WASHINGTON (CNN) -- After discussing the Iraqi regime earlier in the week with Democratic and Republican members of Congress, President Bush predicted Saturday that "soon, we will speak with one voice."

Congress is working on a resolution authorizing the use of force, "if necessary, to defend our national security interests against the threat posed by [Iraqi President] Saddam Hussein," Bush said in his weekly radio address.

Passage of the resolution "will send a clear message to the world community and to the Iraqi regime the demands of the United Nations Security Council must be followed; the Iraqi dictator must be disarmed," Bush said. "These requirements will be met, or they will be enforced."

Bush has accused Iraq of ignoring U.N. Security Council resolutions approved in the wake of Baghdad's loss in the 1991 Persian Gulf War, including a promise to destroy all its weapons of mass destruction -- biological, chemical or nuclear. Iraq has repeatedly denied possessing any such weapons.

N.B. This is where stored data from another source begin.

Issue #334, opened 2020-05-14
[Feature request] Add option to delete program catch.


Nokia808:
Hi. Currently it is not possible to delete program catch unless manually by delete:
home/myusername/.config/Jitsi Meet

It will be better if you add an option to "Delete program catch" in the "setting" to achieve this.

saghul:
Fixed in https://github.com/jitsi/jitsi-meet-electron/pull/392

Nokia808:
@saghul 
Hi dear. Thank you very much for your very hard efforts to make this application better & better !
But, only one thing: does removal of conference(s) is equal to removal of cache ? No, it is not equal ! In fact, it is a removal of part of cache not all cache ... !
What about other element, like custom instance setting ? I asked about an option to remove ALL directories that created by run the AppImage ... This what I meant by removal the cache.

Kindly, if you review the state of this issue ...

Issue #322, opened 2020-05-02
[Feature request] Allow user to delete a room from heir/his UI


Nokia808:
Hi dears.

After trying this nice package, I found an issue need to be covered:
Suppose that a user created a conference room. Then after, she/he found that it's name not appropriate or not long enough, so she/he will create new room with suitable name. Now, user not like to use previous room any more ... But the old room that user has no need to use it more will stick in the UI of application & can not removed currently ... 

I suggest on you to add new option that allow user to delete already created/joined room(s) from application UI.

Please notice that my request is allow user to delete already created/joined foom(s) from application UI not from server ... I'm not talking about server, but I'm talking about local deletion from UI ...

I think this new feature should be available on your official web application & all other platform specific applications ....

svoop:
Second that, it's really cumbersome and error prone to dive into the JSON file and remove the right parts by hand to get rid of a room on the UI.

Nokia808:
Currently I'm enforced to manually delete

home/myusername/.config/Jitsi Meet

folder so as to delete an unused room URL but this will delete all program catch ! This is bothering ...

saghul:
A PR would be welcome.

svoop:
@saghul It will be a while before I can look into that, got a shoutload of work for other FOSS projects on my desk already. So maybe someone else wants to chime in? Shouldn't be too difficult.

Echolon:
I think this is a duplicate of #127 and #283

Issue #283, opened 2020-04-17
Suggestion: Remove items from "recent list"


asmaloney:
(Just saw #127 which asks for a way to clear the list - this suggestion is similar but gives more control to the user.)

It would be useful to be able to remove items from the recent list OR provide a way to save a list of favourite rooms and show them at the top (this would be preferred of course, but sounds like more work).

For those of us that only use this with a few people (not using it for hundreds of different chats), it would be nice to be able to remove rooms we won't use in the future. (e.g. I have a few "test" rooms and one-offs listed.)

It could be a close "x" in the upper-right of each room box, or a right-click context menu to remove it.

(I would tackle this myself, but I'm a C++ developer and have not been initiated into the ways of the electron 😀.)

Echolon:
@asmaloney Isn't this a duplicate? or would make more sense to add you suggestions to the previous issue?

saghul:
Fixed in https://github.com/jitsi/jitsi-meet-electron/pull/392

Issue #127, opened 2018-09-29
[FR] Clear chat history or at lest remove the old chat rooms


Ark74:
This feature request is in the sense that the app saves the complete history of chats.
So it would be nice to be able to clear it or remove old chat rooms from the list in order to keep a slim list.

![ft-clear-list](https://user-images.githubusercontent.com/7444518/46251238-0c9f7680-c413-11e8-9dd1-55bd74fe7a2c.png)

Cheers!

saghul:
Makes sense, thanks for the feedback!

demlak:
Is it possible to clear cache or something like this to archive deleting rooms?

janwels89:
this seems to be stored on the client-side in your browser cookies. Try loading the page with an incognito tap to confirm.

Just delete your local browser cookies and the list should be empty again.

saghul:
Fixed in https://github.com/jitsi/jitsi-meet-electron/pull/392

PR #392, opened 2020-06-12
Fixes #313, #283, #322, #127, #334 - Add button to remove conference from recents list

The president said the danger posed to the United States by Iraq is grave and growing. "The regime has long-standing and continuing ties to terrorist groups, and there are al Qaeda terrorists inside Iraq. This regime is seeking a nuclear bomb, and with fissile material could build one within a year."

Critics point to al Qaeda in other countries

Critics of Bush point out that al Qaeda terrorists are also in other countries, including Afghanistan and Pakistan, and that they have seen no proof that Saddam has been amassing weapons of mass destruction or given them to terrorists.

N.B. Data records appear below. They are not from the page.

PR #399, opened 2020-06-26
Add german and italian

awlx:


freddytuxworth:
@awlx I added a translation `settings.serverTimeout` after review of my PR that I had missed on the first pass, so they are missing from your translation fields. I think that is the only one I added but it might be worth checking.

awlx:
Ah ... yeah. Sorry :). Will fix it!

awlx:
It's fixed now @freddytuxworth :).

PR #405, opened 2020-06-29
Increase default timeout to 30 seconds

chamerling:
Hello,

We have many small deployments where the default timeout to 10 seconds is not enough at all.
30 seconds will be more than enough and will avoid having unexpected errors. BTW, the error is not clear, going to create a PR so it is more explicit.

### DIFF
--- a/app/features/config/index.js
+++ b/app/features/config/index.js
@@ -29,7 +29,7 @@ export default {
     /**
      * The default server Timeout in seconds.
      */
-    defaultServerTimeout: 10,
+    defaultServerTimeout: 30,
 
     /**
      * URL to send feedback.


saghul:
How is it possible that the iframe takes > 10 seconds to load?!

chamerling:
@saghul it is. I saw it several times.
Anyway, this is not only the iframe load but the right event listener to be called (`onConferenceJoined` or something similar), which can take more than 10 seconds.
It depends on how Jitsi is deployed and how/from where you connect to it.

chamerling:
Oh I am wrong on the `onConferenceJoined`. (This is not in this project but it probably needs to be handled here also... :) )
Anyway, I encountered timeouts "just for" iframe load with 10 seconds timeout on small deployments (yes they exists)

saghul:
I'm merging this tentatively.

PR #1004, opened 2025-02-27
fix(macOS) fix missing thumbnails when enumerating SS sources

saghul:


main.js
```diff
@@ -35,9 +35,15 @@ const ENABLE_REMOTE_CONTROL = false;
 // We need this because of https://github.com/electron/electron/issues/18214
 app.commandLine.appendSwitch('disable-site-isolation-trials');
 
-// This allows BrowserWindow.setContentProtection(true) to work on macOS.
-// https://github.com/electron/electron/issues/19880
-app.commandLine.appendSwitch('disable-features', 'DesktopCaptureMacV2,IOSurfaceCapturer');
```
saghul, line 40: This is no longer necessary as the capturer has changed anyway.

quitrk (approved):

Issue #1011, opened 2025-03-29
Issue in Migrating `app/features/navbar/components/Logo`


naman9271:
I am trying to migrate a UI component in jitsi-meet-electron to TS where I got some errors while I am able to migrate non-UI code very easily

> [!NOTE]
> File Before migration 
```
import Icon from '@atlaskit/icon';
import React, { Component } from 'react';
import LogoSVG from '../../../images/logo.svg';

export default class Logo extends Component<*> {

    /**
     * Render function of component
     * @returns {ReactElement}
     */
    render() {
        return (
            <Icon
                glyph = { LogoSVG }
                size = 'xlarge' />
        );
    }
}
```
where i am facing issue due to atlaskit dependencies (for which i take help from [Discussion page of atlassian dev community](https://community.developer.atlassian.com/t/any-type-info-recommendations-available-when-using-atlaskit-with-typescript/13665)

![Image](https://github.com/user-attachments/assets/d3d11b1d-be5e-4a62-832e-c05b14862b53)
for which i have declared a `global.d.ts` which is 
![Image](https://github.com/user-attachments/assets/fa60b910-a45d-4741-b07c-7cc4a043be0d)

**So is this the correct approach for this ??**

And one more thing beside this error there are other very weird errors i got just after changing `.js` to `.ts`

![Image](https://github.com/user-attachments/assets/207b7d5a-e1fb-42cb-93a5-106fb2d8a232)

I tried defining interfaces inside the module declaration in `global.d.ts` to resolve the issue, but it ended up becoming messy. **Could you guide me on the correct approach to proceed?**

naman9271:
@saghul @damencho please guide me in this

saghul:
I think updating AtlasKit to a newer version might be a requirement before moving on to TS, since it's now written in TS and should have types.

naman9271:
yes @saghul I ahve updated the AtlasKit dependencies but still getting errors and i don't know why it is saying it is not declared when i am using this 

![Image](https://github.com/user-attachments/assets/a4174422-67cf-413f-aa26-dd0e2a648ec2)

and also for svg i have to declare this in `global.d.ts`
```
declare module '*.svg' {
    const content: string;
    export default content;
}
```

could u please tell where is the issue is ??

PR #1012, opened 2025-03-31
Updated AtlasKit dependencies

naman9271:
I have updated the atlaskit dependencies to their latest version please have a look!


saghul:
Are there really no API changes required?

naman9271:
Yes @saghul , I have only updated the Atlaskit dependencies to their latest versions without making any other code changes, in order to fix #1011. However, I noticed that the updated versions is not compatible with Jitsi Electron, which could require additional modifications. If there are any specific API changes needed, could you please tell me about them so that i can address them

saghul:
KNowing what needs to be changed is part of the update :-) We haven'tupdated them in years so of course breakage is expected.

naman9271:
Got it, My bad! I'll look into the errors and see what needs to be updated accordingly. Thanks for the heads-up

Administration officials have said they cannot proffer such proof because doing so would endanger the sources of information.

Though observers predict Bush has enough votes in Congress to pass a resolution authorizing the use of force against Iraq, a number of Democrats oppose such a move. Sen. Edward Kennedy, D-Massachusetts, argued Friday that Bush has not made a persuasive case for military intervention in Iraq. (Full story)

Three Democratic U.S. congressmen visiting Baghdad said Saturday they were hoping their visit would persuade Saddam to allow weapons inspectors unfettered access to Iraq. (Full story)

U.S. authorities cannot afford to wait long before taking action, Bush said.

"Each passing day could be the one on which the Iraqi regime gives anthrax or VX nerve gas or someday a nuclear weapon to a terrorist group," he said.

Bush's address comes in the same week as congressional Democrats' accusations that he is politicizing the U.S. war on terrorism. Senate Majority Leader Tom Daschle on Monday used a Senate floor speech to say he was "outraged" that Bush was quoted as saying Democrats weren't concerned enough about national security. (Full story)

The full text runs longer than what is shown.